Floor test not absolute, says Surjeet
Marxist leader Harkishen Singh Surjeet has vehemently denied showing disrespect to the President, and asserted that a floor test for proving a government's majority was not applicable in all situations.
Addressing a press conference in New Delhi on Friday, Surjeet, who is general secretary of the Communist Party of India-Marxist, charged the Bharatiya Janata Party with distorting his statements on the issue.
He clarified that his February 25 statement was intended to assert that the Constitution provided for the President to act on the advice of the council of ministers vis-a-vis the appointment of governors. He said his statement was also intended to express concern over the leakage of the communication between the President and the prime minister.

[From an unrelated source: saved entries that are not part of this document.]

PR #956, opened 2026-06-11
⚡ Bolt: optimize ARB marshaling

cungminh2710:
💡 What: Optimized ARB marshaling logic.
🎯 Why: ARB files can be large, and the previous implementation performed redundant sorting and allocations for every key/value pair.
📊 Impact: ~11-18% speed improvement and reduced memory allocations for ARB file generation.
🧪 Measurement: Verified with `GOWORK=off go test -v -bench=BenchmarkARB -benchmem ./internal/i18n/translationfileparser/`.

---
*PR created automatically by Jules for task [12499635053686880269](https://jules.google.com/task/12499635053686880269) started by @cungminh2710*

### DIFF
--- a/.jules/bolt.md
+++ b/.jules/bolt.md
@@ -152,3 +152,7 @@
 ## 2026-06-10 - Optimizing PHP array parsing and marshaling
 **Learning:** Re-creating `strings.NewReplacer` in a hot loop is extremely expensive due to internal trie construction. Additionally, redundant `slices.Sort` calls on segments that are already in document order and missing `strings.Builder.Grow` hints in renderers are significant avoidable overheads.
 **Action:** Move `strings.NewReplacer` to package-level variables for static rules. Use `strings.Builder.Grow` in renderers. Remove redundant sorting by ensuring parsers produce ordered segments.
+
+## 2026-09-15 - Optimizing ARB marshaling via string fast-paths and partial sorting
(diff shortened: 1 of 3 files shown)


cungminh2710:

---

### Issue 1 of 2
internal/i18n/translationfileparser/arb_parser.go:338
**Silenced error in `marshalJSONString`**

`json.Marshal(s)` on a `string` returns `(nil, error)` only in the unlikely event of invalid UTF-8 (Go replaces bad bytes, so in practice this never errors), but silently discarding the return value with `_` is inconsistent with how all other `json.Marshal` calls in this file are handled. If this ever returned `nil`, the caller would write a raw `nil` slice to the output, producing a corrupted ARB field.

### Issue 2 of 2
internal/i18n/translationfileparser/arb_parser.go:318-328
**`<`, `>`, and `&` are no longer HTML-escaped in ARB values**

`isSimpleJSONString` treats `<` (0x3C), `>` (0x3E), and `&` (0x26) as simple characters because they fall in the 0x20–0x7E range. The previous `json.Marshal` path encoded them as `\u003c`, `\u003e`, and `\u0026` (Go's default HTML-safe mode). Both encodings are valid JSON, and for Flutter ARB files the unescaped form is actually fine, but this is a silent output format change for any translation string that contains those characters. If any downstream tooling or diffing workflow depends on the escaped form, it will start flagging existing files as changed.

Surjeet said he had every respect for the President and that it was the Left parties, rather than the BJP, which had taken the initiative in appointing K R Narayanan as vice-president, and then as President.
He said there were fundamental differences between the Karnataka case on which the Bommai judgment was delivered by the Supreme Court and which is now being cited as applicable in Uttar Pradesh.
In that case, there was a Janata Dal government which had an absolute majority in the assembly when some legislators sought to defect and approached the governor. It was then the governor's duty to allow then chief minister S R Bommai a floor test.
On the other hand, in Uttar Pradesh, the Kalyan Singh government was formed with the agreement of two parties, the BJP and the Bahujan Samaj Party, which withdrew support on October 1997. Kalyan Singh was allowed to form a government by engineering defections, but again lost his majority when the defectors deserted him on Saturday. In such a case, the governor was justified in dismissing his government, he said.
Meanwhile, Congress general secretary Ghulam Nabi Azad today regretted that the Uttar Pradesh speaker had not taken any action on the issue of disqualification of 12 BSP legislators five months after their defection.
Declining to comment on the UP issue and the court verdicts, Azad said everyone tended to forget the role of the speaker who had not taken the decision and everyone was after the governor. The speaker, he alleged, was behaving like he was the state BJP president.
Asked whether Shivraj Patil, the Congress speaker during the Narasimha Rao era, too had not taken some time to decide upon the disqualification issue, Azad said Patil had never allowed anyone to vote unless he was personally satisfied that there was a split in the party.